» **Problem statement**:
Bring together all lines from the listing below that contain the string "CeramicOneEvent".

%%

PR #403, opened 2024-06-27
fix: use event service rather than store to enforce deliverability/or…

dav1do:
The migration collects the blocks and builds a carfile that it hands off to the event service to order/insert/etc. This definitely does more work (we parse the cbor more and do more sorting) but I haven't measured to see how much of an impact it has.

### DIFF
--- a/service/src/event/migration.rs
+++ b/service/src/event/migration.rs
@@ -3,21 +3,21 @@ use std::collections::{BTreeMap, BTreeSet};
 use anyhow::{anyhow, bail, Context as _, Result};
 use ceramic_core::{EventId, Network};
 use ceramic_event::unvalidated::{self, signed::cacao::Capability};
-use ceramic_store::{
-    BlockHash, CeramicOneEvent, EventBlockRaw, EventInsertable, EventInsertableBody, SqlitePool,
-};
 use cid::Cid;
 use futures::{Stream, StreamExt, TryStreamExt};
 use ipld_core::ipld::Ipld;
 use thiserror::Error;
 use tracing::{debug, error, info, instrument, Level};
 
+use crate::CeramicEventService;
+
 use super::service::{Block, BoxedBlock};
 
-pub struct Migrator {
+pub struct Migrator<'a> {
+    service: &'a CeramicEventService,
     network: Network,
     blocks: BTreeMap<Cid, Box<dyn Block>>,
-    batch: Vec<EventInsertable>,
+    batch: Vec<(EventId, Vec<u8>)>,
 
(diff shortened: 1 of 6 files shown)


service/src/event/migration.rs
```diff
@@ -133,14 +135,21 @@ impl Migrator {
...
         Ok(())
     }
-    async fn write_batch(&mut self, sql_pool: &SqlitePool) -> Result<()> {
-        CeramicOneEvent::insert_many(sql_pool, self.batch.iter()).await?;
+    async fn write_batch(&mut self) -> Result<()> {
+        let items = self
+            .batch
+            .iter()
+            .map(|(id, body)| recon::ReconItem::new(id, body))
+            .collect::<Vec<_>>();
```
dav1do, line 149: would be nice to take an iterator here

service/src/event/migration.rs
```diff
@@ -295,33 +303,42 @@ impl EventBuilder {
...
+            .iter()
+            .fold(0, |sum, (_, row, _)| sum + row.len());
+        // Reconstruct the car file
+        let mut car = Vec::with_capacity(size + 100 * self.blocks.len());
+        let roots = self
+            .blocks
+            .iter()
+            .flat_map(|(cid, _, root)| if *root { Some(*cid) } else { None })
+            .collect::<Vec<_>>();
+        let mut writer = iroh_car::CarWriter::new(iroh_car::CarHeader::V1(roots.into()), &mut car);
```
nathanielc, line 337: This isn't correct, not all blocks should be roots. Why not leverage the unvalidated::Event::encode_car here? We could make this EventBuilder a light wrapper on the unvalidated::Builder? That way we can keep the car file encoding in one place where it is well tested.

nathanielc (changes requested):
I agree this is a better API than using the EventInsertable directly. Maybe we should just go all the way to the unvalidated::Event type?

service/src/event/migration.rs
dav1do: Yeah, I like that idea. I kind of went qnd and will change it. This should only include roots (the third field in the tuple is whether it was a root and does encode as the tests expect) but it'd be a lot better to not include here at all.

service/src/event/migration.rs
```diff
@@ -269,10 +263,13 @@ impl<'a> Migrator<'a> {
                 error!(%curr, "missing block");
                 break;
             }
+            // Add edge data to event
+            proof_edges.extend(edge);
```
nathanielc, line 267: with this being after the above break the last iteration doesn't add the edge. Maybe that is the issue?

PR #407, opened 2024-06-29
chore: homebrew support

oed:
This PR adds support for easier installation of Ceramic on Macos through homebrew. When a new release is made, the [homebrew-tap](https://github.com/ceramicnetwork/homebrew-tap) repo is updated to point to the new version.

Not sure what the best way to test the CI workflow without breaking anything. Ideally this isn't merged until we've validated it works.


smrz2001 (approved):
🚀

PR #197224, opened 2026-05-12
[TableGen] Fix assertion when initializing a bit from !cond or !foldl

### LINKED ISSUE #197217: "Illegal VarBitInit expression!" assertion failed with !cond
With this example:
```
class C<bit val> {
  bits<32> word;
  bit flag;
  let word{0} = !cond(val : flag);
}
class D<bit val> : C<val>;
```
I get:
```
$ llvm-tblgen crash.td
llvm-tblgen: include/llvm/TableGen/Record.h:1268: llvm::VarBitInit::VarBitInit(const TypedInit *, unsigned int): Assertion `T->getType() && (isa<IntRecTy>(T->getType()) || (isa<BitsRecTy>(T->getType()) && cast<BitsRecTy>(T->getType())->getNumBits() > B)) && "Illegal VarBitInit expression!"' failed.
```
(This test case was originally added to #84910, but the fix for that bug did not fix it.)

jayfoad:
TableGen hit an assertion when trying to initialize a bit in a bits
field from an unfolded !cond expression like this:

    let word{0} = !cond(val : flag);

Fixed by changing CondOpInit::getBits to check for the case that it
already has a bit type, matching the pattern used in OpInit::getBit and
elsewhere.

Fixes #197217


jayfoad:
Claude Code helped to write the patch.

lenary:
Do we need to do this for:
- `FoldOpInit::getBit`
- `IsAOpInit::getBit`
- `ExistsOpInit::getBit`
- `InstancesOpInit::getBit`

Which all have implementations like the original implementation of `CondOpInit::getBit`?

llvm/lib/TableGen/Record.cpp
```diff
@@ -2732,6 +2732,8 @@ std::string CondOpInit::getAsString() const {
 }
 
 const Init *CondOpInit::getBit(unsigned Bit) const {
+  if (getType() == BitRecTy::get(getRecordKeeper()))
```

%%

» **Task output**:
-    BlockHash, CeramicOneEvent, EventBlockRaw, EventInsertable, EventInsertableBody, SqlitePool,
-        CeramicOneEvent::insert_many(sql_pool, self.batch.iter()).await?;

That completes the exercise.